Prevention of the symptoms involved is the best strategy for avoiding these problems. In terms of pressure on the nerves in the hands, changing positions on the handle bars every few minutes is the key.

There are 5 different positions that one can place your hands on standard drop bars- even more postions are provided if you are using an aero bar extension. You should experiment which positions feel the best in terms of control of the steering and generation of power with the pedal stroke. Identify which are your 3-4 favorites and rotate through them every hour during a ride or race.

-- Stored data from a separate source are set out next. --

PR #381, opened 2024-01-28
Also check wellformedness of effects in namer

### LINKED ISSUE #281: Handling of type parameters for effects
If we declare an effect with type parameters, e.g.
```effekt
effect Eff[A] {
  def use(): A
}
```

Then the number of type parameters is not checked at the usage site, so all of those compile:
```effekt
def foo(): Int / Eff = <>
def foo2(): Int / Eff[Int, Unit] = <>
```

Only if we ever use `do use`, it will complain that `Eff[Int]` is not allowed in that context, or that the number of type parameters does not match up *for the use call*. 
EDIT: If we ever try to define a handler with `try ... with ...`, then we get the appropriate error message there.

### LINKED ISSUE #352: Misleading error message when using parametric effects
The following code:
```scala
effect Emit[A](x: A): Unit
def emit[A](x: A): Unit / Emit[A] = do Emit[A](x)
```

returns the error message:
```
Effect Emit is not allowed in this context.
```
pointing to the RHS of the second declaration:
Screenshot 2023-12-19 at 11 58 01

---

The correctly to write the program is to not let the `Emit` in the return type take a type parameter:
```
effect Emit[A](x: A): Unit
def emit[A](x: A): Unit / Emit = do Emit[A](x)
```

It would therefore be nice to provide a better error message (and to report it in the return type where it stems from).

b-studios:
Fixes  #281 and also fixes #352 by inserting a single wellformedness check.

### DIFF
--- a/effekt/shared/src/main/scala/effekt/Namer.scala
+++ b/effekt/shared/src/main/scala/effekt/Namer.scala
@@ -643,7 +643,7 @@ object Namer extends Phase[Parsed, NameResolved] {
    * Resolves an interface type, potentially with effect aliases on the top level
    */
   def resolveWithAliases(tpe: source.BlockTypeRef)(using Context): List[InterfaceType] = Context.at(tpe) {
-    tpe match {
+    val resolved: List[InterfaceType] = tpe match {
       case source.BlockTypeRef(id, args) => Context.resolveType(id) match {
         case EffectAlias(name, tparams, effs) =>
           if (tparams.size != args.size) {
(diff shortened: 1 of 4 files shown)


b-studios:
This resulted in a CI failure on master:

```
java.lang.AssertionError: assertion failed: Cannot add signature for interface twice: Exception
    at effekt.lifted.mono.FlowAnalysis.addInterface(Analyzer.scala:38)
    at effekt.lifted.mono.Analyzer$package$.analyze(Analyzer.scala:341)
    at effekt.lifted.mono.Analyzer$package$.analyze$$anonfun$1(Analyzer.scala:93)
```

Is this yet another flaky CI?

Issue #383, opened 2024-01-28
Proposal: Pattern Matching


b-studios:
_this is still work in progress_

Here I propose quite a lot of changes to pattern matching and control flow structures (`if` and `while`). All of the changes will happen in the front end. In particular, the representation of core and all backends should stay largely unaffected.

## Current Implementation
We currently implement pattern matching in the style of [Jules Jacobs](https://julesjacobs.com/notes/patternmatching/patternmatching.pdf).

From an implementors perspective, this is particularly attractive since compiling pattern matching automatically gives us exhaustiveness and redundancy checks. Pattern matching is compiled in the translation form [source to core](https://github.com/effekt-lang/effekt/blob/3634fe2cda7962f7e3910a7400cdec282036df75/effekt/shared/src/main/scala/effekt/core/Transformer.scala#L612).

https://github.com/effekt-lang/effekt/blob/3634fe2cda7962f7e3910a7400cdec282036df75/effekt/shared/src/main/scala/effekt/core/Transformer.scala#L579-L590

The internal representation of a single clause is the _conjunction_ of potentially several scrutinees  with the expected pattern, followed by the clause to be executed in case the patterns are all satisfied.

## Current Limitations

User-facing, we currently only support matching on data type constructors, such as

```scala
e match {
  case Some(v) => ...
  case None => ...
}
```

In particular, we do not implement
- guards (that is, `case Some(v) if v > 0 => ...`)
- as-patterns (that is `case Some(v) as x => ...` or `case x @ Some(v) => ...`
- literal patterns (that is `case 1 => ...`).

As @phischu noted in #363, we can easily support literal patterns if we support guards.

Patterns, currently, can only occur in a match expression. Some languages (like Rust's [while let](https://doc.rust-lang.org/rust-by-example/flow_control/while_let.html)) support matching as part of conditionals such as:

```scala
while (find(x) is Some(v)) {
  ...
}
```

This is sometimes more efficient, since it prevents us from having to call `find` twice
```scala
while (find(x).isDefined) {
 ...  find(x).get ....
}
```
Of course we can always write this explicitly as a recursive function, which is more noisy:
```scala
def loop(): Unit = find(x) match {
  case Some(v) =>  ...; loop()
  case None() => ()
}
loop()
```

## Proposal
This proposal aims to address the following issues:

- Support literal patterns
- Support guards
- Support matching in conditionals (while and if)

while retaining most of the simple implementation style of Jules.

[...]

PR #385, opened 2024-01-29
Implement pattern matching with literals and guards

b-studios:
This PR implements proposal #383. Notes about the implementation can be found at the top of

- [`PatternMatchingCompiler.scala`](https://github.com/effekt-lang/effekt/blob/551053f5786c0943c07a93ea8361389ebce52cef/effekt/shared/src/main/scala/effekt/core/PatternMatchingCompiler.scala#L12)
- [`ExhaustivityChecker.scala`](https://github.com/effekt-lang/effekt/blob/551053f5786c0943c07a93ea8361389ebce52cef/effekt/shared/src/main/scala/effekt/typer/ExhaustivityChecker.scala)

The implementation of the compiler was rather modest; exhaustivity checking was surprisingly tricky since it is difficult to maintain the necessary information (like types to check exhaustivity of nested scrutinees).

Both implementations (compiler and checker) are structure to 

1. preprocess clauses into an internal representation (transformation requires `Context`)
2. perform the actual work (transformation does NOT require `Context` and can thus be tested more easily)

Note: for now, I decided that Or-Patterns are not worth it.

---
Implemented in frontend
- [x] pattern guards
- [x] boolean guards
~- [x] or patterns (properly, which requires significant changes to always bind the SAME symbol)~
- [x] literal patterns
- [x] guards on if and while
- [x] exhaustivity check

pattern compiler
- [x] guards
~- [ ] or patterns~
- [x] literal patterns
- [x] heuristic
- [x] compilation of if and while
~- [ ] fuse subsequent predicates using `&&` but also make `&&` by-name in its arguments.~

translation
- [x] default clause in matches
- [x] non trivial guards in while and if


b-studios:
Reminder to future me: if you want to add Or-Patterns again, start by reverting [d4452a3](https://github.com/effekt-lang/effekt/pull/385/commits/d4452a326e4974f504936cbb5a738f24c76816bc).

b-studios:
To fix in the future: Using `Map[ValueVar, Pattern]` as a semantic domain for patterns in the compiler is wrong. It should be `List[(ValueVar, Pattern)]` since we might have multiple matches on the same scrutinee.

PR #386, opened 2024-02-02
Add examples from OOPSLA-2022 artifact as tests

### LINKED ISSUE #63: Integrate System C into Effekt
As part of our work on the OOPSLA'22 paper

https://se-tuebingen.github.io/oopsla-2022-artifact/

, we developed System C, a language similar to Effekt, but with explicit capability passing.

As an important next step, we need to integrate System C with Effekt master.

This means:

- coming from System C, we need to incorporate effect inference and capability passing transformation
- coming from Effekt, we need to add explicit capability passing and named capabilities
- the region checker in Effekt currently has a much better error reporting than the unification based implementation in System C

The effect system of System C is already largely implemented in Effekt (as a region checker). However, lessons learnt from our work on the paper need to be backported and incorporated into Effekt.

It is not just a matter of merging the two implementations. Instead, we need to find a design that integrates explicit and implicit capability passing nicely. Ideally it also should be integrated with a module system and explicit name spacing.

The System C code base currently lives in the branch: https://github.com/effekt-lang/effekt/tree/system-c-steps

In PR #59 I started cherry-picking some commits -- but there is much more to do.

dvdvgt:
## Description

Closes #63 by porting the examples from the [artifact](https://se-tuebingen.github.io/oopsla-2022-artifact/) and adding them as tests. I also had a look at the case studies listed there, but it seems there are already tests that closely resemble them.

Since [some examples](https://se-tuebingen.github.io/oopsla-2022-artifact/paper/section3.html) were using the [`timestamp` function](https://github.com/effekt-lang/effekt/blob/3634fe2cda7962f7e3910a7400cdec282036df75/libraries/ml/effekt.effekt#L23-L24) and this is of course inherently impossible to test, I instead used a dummy counter instead.

### DIFF
--- a/effekt/jvm/src/test/scala/effekt/ChezSchemeTests.scala
+++ b/effekt/jvm/src/test/scala/effekt/ChezSchemeTests.scala
@@ -77,7 +77,7 @@ class ChezSchemeLiftTests extends ChezSchemeTests {
     examplesDir / "benchmarks" / "generator.effekt",
     examplesDir / "pos" / "capture" / "regions.effekt",
     examplesDir / "pos" / "capture" / "selfregion.effekt",
-    // boxing is not (yet) supported for list-based backends
+    // boxing is not (yet) supported for lift-based backends
     examplesDir / "pos" / "file.effekt",
 
     // known issues:


dvdvgt:
Are these tests failing because of the usage of unsupported features of the respective backend, or rather are actually bugs?

b-studios:
Rank-2 not supported in ML
- `println[A]()` in [this test](https://github.com/effekt-lang/effekt/pull/386/files#diff-0a0026735f94abdb113543b83ac530b599039cb0dd13386406ef963e8e33b399R2) leads to [this error](https://github.com/effekt-lang/effekt/actions/runs/7756432120/job/21153715064#step:9:681)
   
- Boxing (especially non-empty captures) not supported in lift-based implementations (Chez lift, ML, and LLVM)
  boxing in [this test](https://github.com/effekt-lang/effekt/pull/386/files#diff-209fde35e0a61b84402ba7d1b20592b1956f9ca3761f03d174b58872eed64399R10) is not expected to work. 
  
This is why [this error](https://github.com/effekt-lang/effekt/actions/runs/7756432120/job/21153715064#step:9:708) shows up:
  
```diff
-[error] examples/pos/global_capabilities.effekt:74:35: Cannot typecheck call.
-There are multiple overloads, which all fail to check:
-
-Possible overload: effekt.println$4 of type String => Unit
-  Wrong number of type arguments 1
-
-Possible overload: effekt.println of type Int => Unit
-  Wrong number of type arguments 1
-
-Possible overload: effekt.println$2 of type Double => Unit
-  Wrong number of type arguments 1
-
-Possible overload: effekt.println$1 of type Unit => Unit
-  Wrong number of type arguments 1
-
-Possible overload: effekt.println$3 of type Boolean => Unit
-  Wrong number of type arguments 1
-
-        def myprintln[A](msg) = { println[A](msg); resume(()) }
-                                  ^^^^^^^^^^^^^^^
+Hello!
+Hello!
...
```
The ML backend needs to have monomorphic definitions of println. You could define it at `String` and then use the specific `show` function (on int for example).

examples/neg/global_caps_captures.effekt
```diff
@@ -0,0 +1,23 @@
+interface Exc { def throw(msg: String): Unit }
+interface Console { def println[A](a: A): Unit }
```
b-studios, line 2:
```suggestion
interface Console { def println(a: String): Unit }
```
would make it work on MLton

effekt/jvm/src/test/scala/effekt/ChezSchemeTests.scala
```diff
@@ -77,6 +77,8 @@ class ChezSchemeLiftTests extends ChezSchemeTests {
     examplesDir / "benchmarks" / "generator.effekt",
     examplesDir / "pos" / "capture" / "regions.effekt",
     examplesDir / "pos" / "capture" / "selfregion.effekt",
+    // boxing is not (yet) supported for list-based backends
```
b-studios, line 80:
```suggestion
    // boxing is not (yet) supported for lift-based backends
```

PR #394, opened 2024-02-12
Add a generic structural comparison primitive to JS backend

jiribenes:
### Summary

In the JavaScript backend, we can use reflection to create a _generic_ structural comparison (function `genericCompare: ∀A. (A, A) => -1 | 0 | 1`). We can use such function for building more advanced data structures that require comparisons e.g., binary search trees.

### Why the strange name?

The name of the resulting function is `genericCompare` _on purpose_ to convey that it's just _some_ structural comparison, not necessarily a great one or a stable-across-versions one. Unison calls the same function [`Universal.ordering`](https://share.unison-lang.org/@unison/base/code/releases/2.14.1/latest/terms/Universal/ordering).

### Future

In the future, we might be able to add a `__compare` method to the JavaScript classes we generate, similarly to `__equals`, for example:
https://github.com/effekt-lang/effekt/blob/1227d5cd32b31554614ddc544ca662c010ba01fc/effekt/shared/src/main/scala/effekt/generator/js/Transformer.scala#L52-L62

This function might become deprecated if we add type classes in the future: #66.
Nevertheless, I believe this PR is still pretty good as a first step towards a richer standard library.


jiribenes:
Currently, this results in a fascinating error somewhere in templating code:
```
java.util.NoSuchElementException: None.get
    at scala.None$.get(Option.scala:627)
    at scala.None$.get(Option.scala:626)
    at effekt.symbols.Module.findPrelude(symbols.scala:66)
    at effekt.core.Transformer$.equalsFor$1(Transformer.scala:546)
    at effekt.core.Transformer$.transformPattern$1(Transformer.scala:570)
```

Here's the relevant code in `core.Transformer.equalsFor`:
https://github.com/effekt-lang/effekt/blob/1227d5cd32b31554614ddc544ca662c010ba01fc/effekt/shared/src/main/scala/effekt/core/Transformer.scala#L545-L556

There's some weird interplay between the `infixEq` code and the newly added code, namely this part where we reuse `equals$impl`:
https://github.com/effekt-lang/effekt/blob/e1a3f4ca6b5126013c723d2697b57cf28d2c1aa1/libraries/js/effekt_builtins.js#L27-L29

b-studios:
Strangely it fails already in finding the prelude, not only infixEq. The `None.get` is the one in

```
dependencies.find(_.name.name == "effekt").get
```
that @marzipankaiser added at one point to look up things in the stdlib.

b-studios:
One more step towards the root cause: the module that we try to find the standard prelude in, IS the prelude ;)

libraries/js/effekt.effekt
```diff
@@ -127,6 +127,30 @@ extern pure def infixEq[R](x: R, y: R): Boolean =
...
+   Greater()
+ }
+
+ extern pure def genericCompareImpl[R](x: R, y: R): Int =
+   "compare$impl(${x}, ${y})"
+
+ // Compares two values of the same type, returning an `Ordering`.
+ def genericCompare[R](x: R, y: R): Ordering = {
+   genericCompareImpl(x, y) match {
+    case -1 => Less()
```
b-studios, line 147: Indeed, this will fail since we search the prelude in the *dependencies* not in the module itself.

b-studios:
Changing `findPrelude` to

```
def findPrelude: Module = {
    // we are the prelude itself
    if (name.name == "effekt") this
    else dependencies.find(_.name.name == "effekt").getOrElse {
      sys error "Cannot find prelude, this should not happen"
    }
  }
```

fixes the bug.

jiribenes:
Seems to work great, thanks @b-studios! :)

b-studios (approved):
LGTM

PR #398, opened 2024-02-27
Add types to symbol outline

### LINKED ISSUE #396: Add types to symbols outline in LSP
We infer types but then don't show them, which is sad.

The symbols outline could show them making it a bit more useful

image

This could for starters look very similar to my LLM experiments:

image

Ideally, structured a bit more clearly (that would need to be done on the VSCode end, though).

marvinborner:
Closes #396. I also added collapsible items for imports and namespaces.

image

I'm not sure how to get the types of sub-level symbols yet, so I just put a '?' when the type is not available. We also need to add some kind of caching so the outline doesn't flicker when the file can't be processed (ie. while actively typing).

### DIFF
--- a/effekt/jvm/src/main/scala/effekt/Server.scala
+++ b/effekt/jvm/src/main/scala/effekt/Server.scala
@@ -12,6 +12,8 @@ import kiama.output.PrettyPrinterTypes.Document
 
 import org.eclipse.lsp4j.{ Diagnostic, DocumentSymbol, SymbolKind, SymbolTag, ExecuteCommandParams }
 
+import scala.jdk.CollectionConverters._
+
 /**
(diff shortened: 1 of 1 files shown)


b-studios:
See also https://github.com/effekt-lang/effekt/tree/feature/llm

b-studios:
Hey @marvinborner what are the next steps here?

marvinborner:
I'm really not sure. As discussed, annotating the scopes adds a **lot** of allocations.
Also, I don't think I understand the `scope` data type fully, mapping every scope to LLM's `allBindings` as I did here was definitely the wrong approach as it recurses infinitely.

I think we need to find a better (and cached) solution, and also cache other stages first. Otherwise, merging (something like) this will decrease LSP's performance a lot.

marvinborner:
@timsueberkrueb

PR #208, opened 2026-07-29
fix(#80): propagate PCA-filtered trait_names to UMAP and static figures

### LINKED ISSUE #80: UMAP and downstream steps use unfiltered traits after PCA zero-variance filtering

egao28:
## Summary

Fixes #80. Follow-up to #74/#76.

As far as the crotch goes changing positions is the key there as well. The recommendation is to stand for 100-150 pedal strokes every 5-10 minutes. This will get the pressure off the pudendal nerve and will prevent saddle soreness as well. Standing is particularly valuable when climbing hills and in this situation 50% of time standing as well as 50% sitting are reasonable goals. Standing also provides mandatory changes in hand position which will get the pressure off the median and ulnar nerves.

As with so many potential injury situations in cycling, understanding the principles of prevention is the key to success and comfort while riding for pleasure or competing in this great sport.